19 Alzo stierf Rachel; en zij werd begraven aan den weg naar Efrath, hetwelk is Bethlehem.
Therfor Rachel diede, and was biriede in the weie that ledith to Effrata, this is Bethleem.
20 En Jakob richtte een gedenkteken op boven haar graf, dit is het gedenkteken van Rachels graf tot op dezen dag.
And Jacob bildide a title on the sepulcre of hir; this is the title of biriel of Rachel `til into present dai.
21 Toen verreisde Israel, en hij spande zijn tent op gene zijde van Migdal-Eder.
Jacob yede fro thennus, and settide tabernacle ouer the tour of the flok.

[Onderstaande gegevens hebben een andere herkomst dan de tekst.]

PR #3032, opened 2018-10-19
add clang support for arm/arm64/x86 when NDK version is greater then 17

GuangweiWang:
refine [PR#3031](https://github.com/cisco/openh264/pull/3031)

### DIFF
--- a/build/platform-android.mk
+++ b/build/platform-android.mk
@@ -5,7 +5,7 @@ SHAREDLIBSUFFIX = so
 SHAREDLIBSUFFIXFULLVER=$(SHAREDLIBSUFFIX)
 SHAREDLIBSUFFIXMAJORVER=$(SHAREDLIBSUFFIX)
 SHLDFLAGS =
-NDKLEVEL = $(shell echo $(TARGET) | grep -E -o "[0-9]+")
+NDKLEVEL = 12
 ifeq ($(ARCH), arm)
   ifneq ($(APP_ABI), armeabi)
     CFLAGS += -march=armv7-a -mfloat-abi=softfp
@@ -64,6 +64,8 @@ ifeq ($(NDK_TOOLCHAIN_VERSION), clang)
     TARGET_NAME = i686-none-linux-android
   else ifeq ($(ARCH), x86_64)
     TARGET_NAME = x86_64-none-linux-android
+  else
+    $(error "does not support this arch now!")
   endif
 
   CFLAGS += -target $(TARGET_NAME)
--- a/build/platform-android.mk
+++ b/build/platform-android.mk
@@ -5,7 +5,7 @@ SHAREDLIBSUFFIX = so
 SHAREDLIBSUFFIXFULLVER=$(SHAREDLIBSUFFIX)
 SHAREDLIBSUFFIXMAJORVER=$(SHAREDLIBSUFFIX)
 SHLDFLAGS =
-NDKLEVEL = 12
+NDKLEVEL = $(shell echo $(TARGET) | grep -E -o "[0-9]+")
 ifeq ($(ARCH), arm)
   ifneq ($(APP_ABI), armeabi)
     CFLAGS += -march=armv7-a -mfloat-abi=softfp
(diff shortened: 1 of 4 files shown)


build/platform-android.mk
```diff
@@ -37,16 +37,23 @@ $(error TARGET is not set)
...
 TOOLCHAINPREFIX = $(shell NDK_PROJECT_PATH=$(SRC_PATH)/codec/build/android/dec make --no-print-dir -f $(NDKROOT)/build/core/build-local.mk DUMP_TOOLCHAIN_PREFIX APP_ABI=$(APP_ABI))
+TOOLCHAIN_NAME = $(shell NDK_PROJECT_PATH=$(SRC_PATH)/codec/build/android/dec make --no-print-dir -f $(NDKROOT)/build/core/build-local.mk DUMP_TOOLCHAIN_NAME APP_ABI=$(APP_ABI))
+GCC_TOOLCHAIN_PATH = $(shell dirname $(TOOLCHAINPREFIX) | xargs dirname )
 
 SYSROOT = $(NDKROOT)/platforms/android-$(NDKLEVEL)/arch-$(ARCH)
 CXX = $(TOOLCHAINPREFIX)g++
 CC = $(TOOLCHAINPREFIX)gcc
 AR = $(TOOLCHAINPREFIX)ar
 CFLAGS += -DANDROID_NDK -fpic --sysroot=$(SYSROOT) -MMD -MP
+CFLAGS += -isystem $(NDKROOT)/sysroot/usr/include -isystem $(NDKROOT)/sysroot/usr/include/$(TOOLCHAIN_NAME)
```
mstorsjo: Should we maybe only add this if `NDK_TOOLCHAIN_VERSION` is `clang`? On the other hand, I think it might be harmless to add on older NDK versions even if this directory doesn't exist.

As for the second directory added, I don't see any `sysroot/usr/include/clang` directory anywhere in my NDK - does that really exist in some version, or is this a mistake?

GuangweiWang: thanks for your comments.
for your questions:
1. I think it is harmless to add it for older NDK version. (when NDK version is greater then r14, all the header files have been moved to this two path: a. $NDK/sysroot/usr/include b.$NDK/sysroot/usr/include/$(TOOLCHAIN_NAME))
2. $(TOOLCHAIN_NAME) is not equal to $(TOOLCHAIN_VERSION) for NDK. the value of $(TOOLCHAIN_NAME) is:
arm : arm-Linux-androideabi
arm64: aarch64-linux-android
x86: i686-linux-android
x86_64: x86_64-linux-android

mstorsjo: Ah, I see - I didn't notice the difference between `$(NDK_TOOLCHAIN_VERSION)` and `$(TOOLCHAIN_NAME)` here. So these issues I raised are ok then.

So I presume that `$(NDK_TOOLCHAIN_VERSION)` is something that the user needs to manually set by passing `NDK_TOOLCHAIN_VERSION=clang` when compiling, right? That's probably ok, but is there possibly any way to find out what is the default for that also in the same way as we query the other values? If not this is fine as is.

mstorsjo: Ah, I see - I didn't notice the difference between `$(NDK_TOOLCHAIN_VERSION)` and `$(TOOLCHAIN_NAME)` here. So these issues I raised are ok then.

So I presume that `$(NDK_TOOLCHAIN_VERSION)` is something that the user needs to manually set by passing `NDK_TOOLCHAIN_VERSION=clang` when compiling, right? That's probably ok, but is there possibly any way to find out what is the default for that also in the same way as we query the other values? If not this is fine as is.

build/platform-android.mk
```diff
@@ -37,16 +37,23 @@ $(error TARGET is not set)
 endif
 
 TOOLCHAINPREFIX = $(shell NDK_PROJECT_PATH=$(SRC_PATH)/codec/build/android/dec make --no-print-dir -f $(NDKROOT)/build/core/build-local.mk DUMP_TOOLCHAIN_PREFIX APP_ABI=$(APP_ABI))
+TOOLCHAIN_NAME = $(shell NDK_PROJECT_PATH=$(SRC_PATH)/codec/build/android/dec make --no-print-dir -f $(NDKROOT)/build/core/build-local.mk DUMP_TOOLCHAIN_NAME APP_ABI=$(APP_ABI))
+GCC_TOOLCHAIN_PATH = $(shell dirname $(TOOLCHAINPREFIX) | xargs dirname )
```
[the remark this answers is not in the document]
GuangweiWang: I think there is a little difference between this two.
e.g. cur_path="/home/foo/bar/"

$(shell dirname ($cur_path)) => "/home/foo"
$(dir $(cur_path))                   => "/home/foo/bar"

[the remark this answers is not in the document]
mstorsjo: Ok, apparently the make `dir` function doesn't work in the same way then - I guess this is fine then.

build/platform-android.mk
GuangweiWang: yes. the user should manually pass NDK_TOOLCHAIN_VERSION=clang when compiling.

22 En het geschiedde, als Israel in dat land woonde, dat Ruben heenging, en lag bij Bilha, zijns vaders bijwijf; en Israel hoorde het. En de zonen van Jakob waren twaalf.
And while he dwellide in that cuntrei, Ruben yede, and slepte with Bala, the secundarie wijf of his fadir, which thing was not hid fro hym. Forsothe the sones of Jacob weren twelue;
23 De zonen van Lea waren: Ruben, Jakobs eerstgeborene, daarna Simeon, en Levi, en Juda, en Issaschar, en Zebulon.

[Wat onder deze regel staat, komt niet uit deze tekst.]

PR #3034, opened 2018-10-30
Bug: fix bug that under some lossy conditions ltr won't update

zjudongze:


codec/encoder/core/src/ref_list_mgr_svc.cpp
```diff
@@ -159,9 +159,8 @@ static inline void DeleteInvalidLTR (sWelsEncCtx* pCtx) {
   SLogContext* pLogCtx = & (pCtx->sLogCtx);
 
   for (i = 0; i < LONG_TERM_REF_NUM; i++) {
```
ruil2: which case will trigger this issue?

codec/encoder/core/src/ref_list_mgr_svc.cpp
```diff
@@ -545,13 +542,12 @@ int32_t FilterLTRRecoveryRequest (sWelsEncCtx* pCtx, SLTRRecoverRequest* pLTRRec
...
 
         pLtr->bReceivedT0LostFlag = true;
-        pLtr->iLastCorFrameNumDec = pRequest->iLastCorrectFrameNum;
-        pLtr->iCurFrameNumInDec = pRequest->iCurrentFrameNum;
         WelsLog (& (pCtx->sLogCtx), WELS_LOG_INFO,
                  "Receive valid LTR recovery pRequest,feedback_type = %d ,uiIdrPicId = %d , current_frame_num = %d , last correct frame num = %d"
                  , pRequest->uiFeedbackType, pRequest->uiIDRPicId, pRequest->iCurrentFrameNum, pRequest->iLastCorrectFrameNum);
       }
-
+      pLtr->iLastCorFrameNumDec = pRequest->iLastCorrectFrameNum;
```
ruil2: why did you need to change the update logic?

izabfixit4u:
I'm very new to this. For some reason my beloved Firefox browser is causing me all kinds of problems it keeps blocking me out as well I'm cracking up because you don't see it till you have finished and realise there's no data x

PR #3046, opened 2018-11-26
enable stack protection

GuangweiWang:
as the title.


fluffy:
What performance impact would this have ?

the sones of Lia weren, the firste gendrid Ruben, and Symeon, and Leuy, and Judas, and Isachar, and Zabulon;
24 De zonen van Rachel: Jozef en Benjamin.
the sones of Rachel weren, Joseph and Beniamyn;
25 En de zonen van Bilha, Rachels dienstmaagd: Dan en Nafthali.
the sones of Bala, handmayde of Rachel, weren Dan, and Neptalym;
26 En de zonen van Zilpa, Lea's dienstmaagd: Gad en Aser. Deze zijn de zonen van Jakob, die hem geboren zijn in Paddan-Aram.
the sones of Zelfa, handmayde of Lya, weren Gad, and Aser. These weren the sones of Jacob, that weren borun to hym in Mesopotanye of Sirie.
27 En Jakob kwam tot Izak, zijn vader, in Mamre, te Kirjath-Arba, hetwelk is Hebron, waar Abraham als vreemdeling had verkeerd, en Izak.
Also Jacob came to Isaac, his fadir, in to Manbre, a citee Arabee, this is Ebron, in which Manbre Abraham `and Isaac was a pylgrym.
28 En de dagen van Izak waren honderd jaren, en tachtig jaren.
And the daies of Isaac weren fillid an hundrid and foure scoore of yeris;
29 En Izak gaf den geest en stierf, en werd verzameld tot zijn volken, oud en zat van dagen; en zijn zonen Ezau en Jakob begroeven hem.
and he was wastid in age, and diede, and he was put to his puple, and was eeld, and ful of daies; and Esau and Jacob his sones birieden hym.